Roger Ebert of the Chicago Sun-Times gave the film two and a half out of four stars, feeling that Detective Jimmy "Popeye" Doyle's heroin detox sequence halfway through the film, while well-acted by Hackman, stripped the film's momentum. He said that "if Frankenheimer and his screenplay don't do justice to the character (of Det. Jimmy "Popeye" Doyle), they at least do justice to the genre, and this is better than most of the many cop movies that followed The French Connection into release."

Vincent Canby wrote in his review in The New York Times, "Popeye is a colorful and interesting—though hardly noble—character, and when the Marseille drug people kidnap him, forcibly create a heroin habit in him, and then release him, you have a very special kind of jeopardy that the film and Mr. Hackman exploit most effectively."

Arthur D. Murphy of Variety called the film "an intelligent action melodrama" with a performance from Hackman that was so "excellent" as to "suggest the possibility of winning another major award for the same character in a sequel film."

Gene Siskel of the Chicago Tribune awarded three stars out of four and wrote, "Too many Popeye histrionics turns one of the screen's more compelling characters into a bit of a cartoon. And when Hackman is shot full of heroin by the Frenchman's thugs, once again the action is overplayed ... Despite these objections, French Connection II concludes with a wallop that argues persuasively for its being seen."

Paul D. Zimmerman wrote in Newsweek that Doyle's drug addiction in the middle of the film "stalls the story" and that the action-packed climax "seems executed for those seeking the shoot-'em-up sequel that Frankenheimer apparently wanted to avoid. If the movie ultimately doesn't work, this can be said in Frankenheimer's defense: that, with every right and probably much pressure to do so, he refused to rip off The French Connection as so many films with other names already had."

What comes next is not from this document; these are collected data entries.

PR #214, opened 2021-08-07
Add cardinal direction field to some route presets

### LINKED ISSUE #202: Add Direction field to route relation presets
As of openstreetmap/iD#8276, the `direction` key on a `route` relation disambiguates the relation in a list of relations. Similar to #104, the route presets should each have a Direction field. The field should accept cardinal directions such as `north` (North), which are [standard in some countries](https://wiki.openstreetmap.org/wiki/User:Minh_Nguyen/Route_directions). A combo field is probably appropriate, because other values such as `anticlockwise` and `inbound` sometimes occur on public transportation routes.

1ec5:
Added a Direction field to the Cycle Route, Road Route, and Train Route presets (and by extension other public transportation route presets). The field has only been added to route relation types that are commonly tagged with cardinal directions as of writing; I didn’t find enough usage on `hiking`, `horse`, or `piste` route relations to justify matching 9f092d884f4aa194e2b512d5d1d933e53096cab7.

Unlike the other Direction fields, this is a combo box that suggests cardinal directions. Both the `N`/`S`/`E`/`W` and `north`/`south`/`east`/`west` formats are approved and well-established overall, but the latter [predominates](https://overpass-turbo.eu/s/1a5I) [among route relations](https://overpass-turbo.eu/s/1a5J), so that’s what this PR introduces. The combo box allows user-defined values, since public transportation systems use a variety of idiosyncratic [rail directions](https://en.wikipedia.org/wiki/Rail_directions), some of which are commonly tagged in OSM.

Fixes #202.

### DIFF
--- a/data/fields/direction_cardinal.json
+++ b/data/fields/direction_cardinal.json
@@ -1,0 +1,14 @@
+{
+    "key": "direction",
+    "type": "combo",
+    "label": "Direction",
+    "strings": {
+        "options": {
+            "north": "Northbound",
+            "south": "Southbound",
+            "east": "Eastbound",
+            "west": "Westbound"
+        }
+    },
+    "autoSuggestions" : false
+}
--- a/data/fields/direction_cardinal.json
+++ b/data/fields/direction_cardinal.json
@@ -10,5 +10,8 @@
             "west": "Westbound"
         }
     },
-    "autoSuggestions" : false
+    "autoSuggestions" : false,
+    "locationSet": {
+        "include": [ "CA", "NZ", "US" ]
+    }
 }
--- a/data/presets/type/route/bicycle.json
+++ b/data/presets/type/route/bicycle.json
@@ -6,6 +6,7 @@
         "network_bicycle",
         "cycle_network",
         "network/type",
+        "direction_cardinal",
         "from",
         "to",
         "via"
--- a/data/presets/type/route/road.json
+++ b/data/presets/type/route/road.json
@@ -4,6 +4,7 @@
         "name",
         "ref_route",
         "network_road",
+        "direction_cardinal",
         "from",
         "to",
         "via"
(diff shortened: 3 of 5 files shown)


tyrasd (commented):
I don't know. Currently, only very few relations use this tag (see below). The [wiki](https://wiki.openstreetmap.org/wiki/Relation:route) only mentions usage for some specific countries: Perhaps it would make more sense to limit this to the US, Canada and New Zealand for now?

| route type | total count | count with direction | relative amount |
|---|---|---|---|
| `route=bicycle` | 87007 | 65 | 0.07% |
| `route=train` | 11038 | 42 | 0.4% |
| `route=road` | 197179 | 1413 | 0.7% |
| `route=road` (USA) | 48912 | 661 | 1.4% |

1ec5:
I limited the field to the three MUTCD countries where routes are commonly identified by cardinal direction. There’s no real-world justification for limiting it to just road routes in these countries, because bicycle and public transportation routes are commonly referred to in the same way. There’s more information in [this wiki page](https://wiki.openstreetmap.org/wiki/Route_directions), which has presented the `direction` tag as one of two approaches for many years.

tyrasd:
> because public transportation routes are commonly referred to in the same way. 

Then why not also add `route=bus`, `route=subway`, `route=tram` and `route=light_rail` as well? :thinking: 

Perhaps the non-road route types could instead have the field in the `moreFields` section?

1ec5:
So far, I’ve only added cardinal directions to this field. For public transportation routes that distinguish directions, there’s more local variation, like “inbound” versus “outbound”, so I wasn’t sure about broaching that here. By contrast, long-distance bike routes are always referred to by cardinal directions in the U.S. (not sure about Canada and New Zealand).

I agree that we could add the field to `moreFields` for the public transportation presets just in case a local community finds it suitable for their local bus or subway system. The original motivation for this PR was that iD is already using `direction` for its automatic relation labels, so I guess it would be more consistent to add it to all of them.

Charles Champlin of the Los Angeles Times wrote, "French Connection II is an audience picture, bold and vigorous, opting for action rather than nuance. There is none of the lingering irony of French Connection I. Vivid characterizations and plot are all, and they are whiz-bang."

Gary Arnold of The Washington Post wrote that "this is not a sequel that was really crying to be made ... John Frankenheimer's direction of French Connection II isn't bad, but it also isn't ingenious or exciting enough to compensate for the perfunctory screenwriting."

French Connection II earned North American rentals of $5.6 million, surpassing its $4.3 million budget. On the DVD commentary of the film, lead actor Gene Hackman remarked that the disappointing box office may have been due to the four-year gap between releases of the original and its sequel.

In 2009, Empire rated French Connection II to be the 16th greatest film sequel.